- _WHAT THIS TASK INVOLVES_
Each line of the material below must be transcribed exactly.

(Beginning of DATA SUPPLIED)

PR #910, opened 2017-01-09
Support future years in the license check

saicheems:
The `verifyLicense` command compares each file's header to a hardcoded text
file that specifies the year as 2016. Since it's no longer 2016, and will not
be 2016 for the foreseeable future, the command now does an in-memory regex
replace for "Copyright 20[0-9]{2}" with "Copyright 20xx" before comparison.

### DIFF
--- a/build.gradle
+++ b/build.gradle
@@ -456,12 +456,13 @@ task verifyLicense << {
   def srcFiles = []
   sourceSets
       .collectMany{it.allJava.getSrcDirs()}
-      .each{it.eachFileRecurse(FileType.FILES, {srcFiles << it})}
+      .each{it.eachFileRecurse(FileType.FILES, {srcFiles << new Tuple(it, it.text)})}
   srcFiles = srcFiles
-      .findAll{!it.path.contains("/generated/") && it.path.endsWith(".java")}
-      .findAll{!it.text.startsWith(licenseText)}
+      .collect{new Tuple(it.get(0), it.get(1).replaceAll("Copyright 20[0-9]{2}", "Copyright 20xx"))}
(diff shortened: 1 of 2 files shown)


shinfan:
Sorry I am not sure if I understand the change. We were using the regex to do the header matching so it would work for both 2016 and 2017, am I right?

build.gradle
```diff
@@ -456,12 +456,13 @@ task verifyLicense << {
   def srcFiles = []
   sourceSets
       .collectMany{it.allJava.getSrcDirs()}
-      .each{it.eachFileRecurse(FileType.FILES, {srcFiles << it})}
+      .each{it.eachFileRecurse(FileType.FILES, {srcFiles << new Tuple(it, it.text)})}
   srcFiles = srcFiles
-      .findAll{!it.path.contains("/generated/") && it.path.endsWith(".java")}
-      .findAll{!it.text.startsWith(licenseText)}
+      .collect{new Tuple(it.get(0), it.get(1).replaceAll("Copyright 20[0-9]{2}", "Copyright 20xx"))}
+      .findAll{!it.get(0).path.contains("/generated/") && it.get(0).path.endsWith(".java")}
```
garrettjonesgoogle: shouldn't we exclude files before doing the string replacement?

saicheems: Good point, done

saicheems:
@shinfan The check was hardcoded to only pass if the year was 2016. Now it accepts any year between 2000 and 2099 via regex.

garrettjonesgoogle:
LGTM

shinfan:
LGTM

(End of DATA SUPPLIED)

- _ANSWER_
PR #910, opened 2017-01-09
Support future years in the license check

saicheems:
The `verifyLicense` command compares each file's header to a hardcoded text
file that specifies the year as 2016. Since it's no longer 2016, and will not
be 2016 for the foreseeable future, the command now does an in-memory regex
replace for "Copyright 20[0-9]{2}" with "Copyright 20xx" before comparison.

### DIFF
--- a/build.gradle
+++ b/build.gradle
@@ -456,12 +456,13 @@ task verifyLicense << {
   def srcFiles = []
   sourceSets
       .collectMany{it.allJava.getSrcDirs()}
-      .each{it.eachFileRecurse(FileType.FILES, {srcFiles << it})}
+      .each{it.eachFileRecurse(FileType.FILES, {srcFiles << new Tuple(it, it.text)})}
   srcFiles = srcFiles
-      .findAll{!it.path.contains("/generated/") && it.path.endsWith(".java")}
-      .findAll{!it.text.startsWith(licenseText)}
+      .collect{new Tuple(it.get(0), it.get(1).replaceAll("Copyright 20[0-9]{2}", "Copyright 20xx"))}
(diff shortened: 1 of 2 files shown)


shinfan:
Sorry I am not sure if I understand the change. We were using the regex to do the header matching so it would work for both 2016 and 2017, am I right?

build.gradle
```diff
@@ -456,12 +456,13 @@ task verifyLicense << {
   def srcFiles = []
   sourceSets
       .collectMany{it.allJava.getSrcDirs()}
-      .each{it.eachFileRecurse(FileType.FILES, {srcFiles << it})}
+      .each{it.eachFileRecurse(FileType.FILES, {srcFiles << new Tuple(it, it.text)})}
   srcFiles = srcFiles
-      .findAll{!it.path.contains("/generated/") && it.path.endsWith(".java")}
-      .findAll{!it.text.startsWith(licenseText)}
+      .collect{new Tuple(it.get(0), it.get(1).replaceAll("Copyright 20[0-9]{2}", "Copyright 20xx"))}
+      .findAll{!it.get(0).path.contains("/generated/") && it.get(0).path.endsWith(".java")}
```
garrettjonesgoogle: shouldn't we exclude files before doing the string replacement?

saicheems: Good point, done

saicheems:
@shinfan The check was hardcoded to only pass if the year was 2016. Now it accepts any year between 2000 and 2099 via regex.

garrettjonesgoogle:
LGTM

shinfan:
LGTM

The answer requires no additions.